In this sense, the rise of data in motion is right at the heart of digital transformation. This kind of real-time architecture has long been desirable. What was long believed to be too difficult for all but the most critical applications? However, our platform makes real-time easy. Indeed, our goal is to make processing real-time data streams as easy and ubiquitous as the infrastructure around storage and batch process.

Use cases 

He pointed to a number of customer examples to illustrate his point, beginning with financial services firm Square:

They needed a scalable, reliable, and secure data streaming solution. When a merchant receives customer's order through their website or they need to process payroll, a lot needs to happen in real time. We're helping power Square's seller business with a number of use cases that connect the point-of-sale to payment processing to reporting.

Another use case of note is iFood, a mobile food delivery leader in Brazil, he added:

[They have] recently migrated to our fully managed cloud service running on AWS. They now manage more than four million orders per month. Everything from order placement to payment processing to delivery ETAs are handled with Confluent to make sure the right food gets to the right customer as fast as possible.

Then there’s Instacart, he said:

Instacart experienced record growth at the onset of the pandemic, which required them to be able to scale elastically to meet the need. They evaluated a handful of different data and motion options and selected Confluent Cloud due to the combination of cloud-native capabilities that would let them scale elastically to support the growth of their business, the completeness of our offering, and our ability to be everywhere, spanning the environments and availability zones their product required. They have complex problems to solve in real time with inventory, customer service, and stacking. We believe our platform and the larger movement around data in motion represents a significant step-change in making data accessible across an organization.

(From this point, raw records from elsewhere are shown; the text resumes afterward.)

PR #2678, opened 2026-08-07
wip(inline): carry an asm payload across a clone (do not merge)

octalide:
**Draft, do not merge.** Opened so the mechanism and its measurements are
reviewable rather than sitting on a branch. #2231 is not closed by it.

Based on `1a9a1881` and now 28 commits behind `dev`; it needs a rebase
before it means anything, and one of its stated blockers has since been
removed. Recording accurate state rather than the commit message's.

## What it does

`ir.clone_asm_payload` copies an OP_ASM's `Function.asm_blocks` entry
onto the clone, remapping the map key **and** each `{name}` binding's
alloca through the inliner's instruction map, and deep-copying the
bindings array since `module_dnit` frees it per OP_ASM. That removes the
only reason `should_inline` refused an asm-bearing callee — the
restriction was mechanical, not semantic.

It also drops the same gate from the self-recursion peel, whose snapshot
preserves instruction ids so the payload rides across with an identity
remap.

`instruction:asm_is_at_least_as_conservative_as_call` pins the property
that makes this safe at all: inlining removes the CALL and leaves the
OP_ASM, so ordering survives only if the asm statement is as strong a
barrier as the call it replaced. It is — `is_pure` excludes both, which
is what CSE, DCE and LICM gate on, and `licm` and `dependence` name both
directly. Nothing else in the tree fails if someone makes OP_ASM pure,
so that test does.

## It works, and it is measured

A same-module callee holding `lock xadd` inlines into its caller with no
call left. An int case round-trips values through inlined load / store /
fetch-add helpers, identically at debug and release, on all three ISAs.

x86-64, interleaved runs, min of twelve: atomic increment 48 → 45 ms
(−6.3%), syscall-plus-atomic mix 46 → 41 ms (−10.9%). Compiler binary
+4 KB.

## Why it is not merged

**One blocker is gone.** riscv64 used to fail every release build of
anything depending on mach-std, because inlined `{name}` slots pushed a
frame past its ±2048 reach. #2674 fixed that at the cause by laying
asm-bound slots nearest the frame pointer, and riscv64 now passes its
full int suite with this branch applied. The commit message predates
that and is stale.

**One blocker remains.** aarch64's reach for a `{name}` is the unscaled
imm9's **−256** — thirty-two eight-byte slots — because slots sit below
the frame pointer and the scaled imm12 form is unsigned-only. A caller
inlining several `{name}`-heavy syscall wrappers exceeds that;
`darwin/shared.mach`'s `syscall2` has five binds and lands at −288, so
`macho-foreign-aarch64` and `macho-pie-aarch64` fail to build. #2674
raised the ceiling substantially but not past this.

The path is addressing a `{name}` from **SP rather than FP**: offsets
become positive, the scaled imm12 applies, and the reach goes from 32
slots to 4096. That is a change to `SlotFn`'s contract — its doc says
"frame-pointer-relative", and the per-target divergence it abstracts is
exactly this — plus an argument that SP is stable across an asm block.
It wants its own issue.

**And it still does not reach the atomics.** `std.sync.atomic` is
cross-module from every caller, and `should_inline` excludes extern
callees by design; lifting that needs the `Q_LOWERED_SURFACE` fingerprint
extended or importers silently reuse stale IR (#1859). The reach this
branch actually buys today is same-module callers — `shared.mach`'s
syscall wrappers have 134 such call sites — not `std.sync.atomic`.

## No orderings

Untouched. The issue's litmus-test bar (message-passing, store-buffering,
IRIW per ISA) is unmet and nothing here claims anything about the memory
model beyond the barrier-equivalence test above.

### DIFF
--- a/src/lang/me/ir.mach
+++ b/src/lang/me/ir.mach
@@ -1252,6 +1252,86 @@ pub fun clone_dbg_metadata(m: *Module, src_fn: *Function, dst_fn: *Function, src
     ret R.ok[bool, str](true);
 }
 
+# copy the inline-asm payload the OP_ASM `src_iid` carries in `src_fn` onto the cloned
+# OP_ASM `dst_iid` in `dst_fn`, remapping each `{name}` binding through `instr_map`
+#
+# The side table that made an asm-bearing callee un-inlinable (#2231): the payload lives
+# in `Function.asm_blocks` keyed by the CALLEE-side instruction id, and the instruction
+# clone carries only the pool entry, so an inlined body would have arrived with its asm
+# statement present and its body text gone. This is the `clone_dbg_metadata` move for
+# the other side table.
+#
+# TWO THINGS MUST BE REMAPPED, not one, and the second is the one worth naming. The map
+# KEY moves from the callee's instruction id to the clone's. So does every binding's
+# `instr`, which names the OP_ALLOCA owning a `{name}` local's storage: after cloning
+# that alloca is a different instruction in a different function, and a binding still
+# pointing at the callee-side id would resolve `{name}` against a slot in the wrong
+# frame - an address nobody wrote, which is exactly the silent-miscompile shape the
+# whole asm effect model is built to avoid.
+#
+# The bindings array is DEEP-COPIED because it is owned: `module_dnit` walks each
+# function's pool and frees the binds of every OP_ASM it finds, so two entries sharing
+# one array would be freed twice.
+# ---
+# m:         module owning the allocator
+# src_fn:    the callee the payload is read from
+# dst_fn:    the caller the payload is copied into
+# src_iid:   the callee OP_ASM id
+# dst_iid:   the cloned OP_ASM id in the caller
+# instr_map: callee instruction index -> cloned caller instruction id, or nil when the
+#            clone preserves ids (the peel's snapshot) and no remap is needed
+# map_len:   number of entries in `instr_map`, ignored when it is nil
+# ret:       ok(true), or an allocation error
+pub fun clone_asm_payload(m: *Module, src_fn: *Function, dst_fn: *Function,
+                          src_iid: id.InstructionId, dst_iid: id.InstructionId,
+                          instr_map: *u32, map_len: u32) R.Result[bool, str] {
+    var key: id.InstructionId = src_iid;
+    val res: R.Result[*IrAsm, str] = map.get[id.InstructionId, IrAsm](?src_fn.asm_blocks, ?key);
+    if (R.is_err[*IrAsm, str](res)) { ret R.ok[bool, str](true); }
+    val src: *IrAsm = R.unwrap_ok[*IrAsm, str](res);
+
+    var dst: IrAsm;
+    dst.isa        = src.isa;
+    dst.body       = src.body;
+    dst.binds      = nil;
+    dst.bind_count = 0;
+    dst.bind_cap   = 0;
+
+    if (src.bind_count > 0) {
+        val rb: R.Result[*IrAsmBind, str] = A.allocate[IrAsmBind](m.alloc, src.bind_count::usize);
+        if (R.is_err[*IrAsmBind, str](rb)) { ret R.err[bool, str](R.unwrap_err[*IrAsmBind, str](rb)); }
+        dst.binds      = R.unwrap_ok[*IrAsmBind, str](rb);
+        dst.bind_cap   = src.bind_count;
+        dst.bind_count = src.bind_count;
+
+        var i: u32 = 0;
+        for (i < src.bind_count) {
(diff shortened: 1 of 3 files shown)


octalide:
Rebased onto current `dev` (`51005032`) and re-measured everything against
a `dev` baseline built from the same commit, so the numbers below are not
the stale ones from the original branch point.

Builds clean, `mach test .` 1246 green.

## The two checks the issue asks for

**Three-generation fixpoint, with inlining live:** `B == C`.

**Byte-identical output at every `--jobs` count, with inlining live:**
1 / 2 / 4 / 8 / 16 all identical.

This is the version of that check that actually means something, and I
should have said last time that I had not run it. The one I reported
earlier was on the frame-layout branch that became #2674, where inlining
was not enabled — so it was measuring the wrong thing. Inlining is what
could plausibly perturb a memory model, so it is the branch the check
belonged on.

## Instruction count and runtime

Atomic increment, `bump` calling a same-module `lock xadd` helper 20M
times, release:

| | calls in `bump` | min | mean |
|---|---|---|---|
| `dev` | 1 | 48 ms | 48.0 ms |
| this branch | **0** | **45 ms** | **45.7 ms** |

Syscall-plus-atomic mix (300k iterations of `getpid` plus a `lock xadd`):

| | min | mean |
|---|---|---|
| `dev` | 46 ms | 47.9 ms |
| this branch | **42 ms** | **43.5 ms** |

15 interleaved runs each, min and mean. Both binaries produce identical
output. So the call really is gone (1 → 0 in the loop body) and it is
worth about 6% on the isolated atomic and 9% on the mixed workload.

The modest size of that is itself informative: an uncontended `lock xadd`
is ~20 cycles and dominates the call it replaces, so removing the call
cannot buy more than this. A contended counter would show a smaller
relative win still, since the cache-line transfer would dominate both.

## The blocker is unchanged on current dev

`surface/macho-pie-aarch64` still fails to build at release:

```
darwin/shared.mach:315:9: encode: inline-asm ldr/str offset 288 is out of
range for both immediate forms
```

`syscall2` has five `{name}` binds, and aarch64's reach for a `{name}` is
the unscaled imm9's −256 because slots sit below the frame pointer and the
scaled imm12 form is unsigned-only. #2674 raised the ceiling a long way
and unblocked riscv64 entirely, but a caller inlining several
`{name}`-heavy wrappers still exceeds thirty-two bound slots.

Still not mergeable. The path remains SP-relative `{name}` addressing.

octalide:
Superseded by #2782, which closes #2231.

**The design here is adopted, not reworked.** Commit `ffa4bccc` cherry-picked cleanly onto current `dev` @ `2b1a0464` - `ir.clone_asm_payload`, the `should_inline` and peel gate removals, and `instruction:asm_is_at_least_as_conservative_as_call` are all carried across unchanged and credited in #2782's body.

**Re-verified rather than assumed**, since the caution about 138 stale commits was fair:

- **#2689 does not break the remap.** A binding names an alloca, the remap follows that alloca into the caller, and the SP-relative addressing is computed from the caller's own frame layout afterwards, so the change is downstream of everything this commit touches. #2735's frame-layout change is likewise downstream.
- **riscv64, which this commit said it broke, is fine.** #2674 fixed the `{name}` reach at the cause. All six targets cross-build clean and the riscv64 int leg is green.
- The measurements did need redoing, and the current numbers are on #2782.

**What this branch correctly identified as the missing half is what #2782 adds**: `std.sync.atomic` is cross-module from every caller, so the mechanism here never reached the issue's headline case. #2782 makes `#[inline]` a cross-module contract - a dependency's `#[inline]` body is monomorphized into its importer as a `PUB | WEAK` definition, the same machinery a generic instance uses with zero type arguments - and extends `Q_LOWERED_SURFACE` to include such bodies so importers cannot reuse stale IR.

Measured end to end: **25.0 ms -> 21.1 ms (-15.5%)** on an atomics-heavy loop, identical output, self-host fixpoint byte-identical.

Recording the conclusion plainly since it was asked for: **this branch was worth having.** Rebasing one commit and re-measuring cost an hour; rediscovering the payload-clone mechanism, and in particular the two-things-must-be-remapped point about the binding allocas, would have cost far more. This PR can close.

octalide:
Closing as superseded. #2231 landed via #2782, which took this branch's design — `ir.clone_asm_payload` copying an `OP_ASM`'s `Function.asm_blocks` entry onto the clone, remapping the map key and each `{name}` binding's alloca — rebased onto current `dev` and re-measured (25.0ms to 21.1ms, -15.5%, identical output).

This branch was explicitly draft/do-not-merge, opened so the mechanism and its measurements were reviewable rather than sitting unseen on a branch. It served that purpose. It is now 60+ commits behind and its content is on `dev`, so there is nothing left to merge.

This is only the beginning, he concluded:

There are literally hundreds of use cases and product opportunities around data in motion that we see our customers and the larger ecosystem development. And because that ecosystem is just coming into being, Confluent has an enormous opportunity to expand our position and scope into these additional capabilities...You can ask yourself the question, if there was a central nervous system, which captured the real-time flow of data in a company, what else would naturally grow in and around that stack. The possibilities are endless.

My take

An impressive quarter with, as Kreps noted, a lot of potential for further expansion in the coming months and years.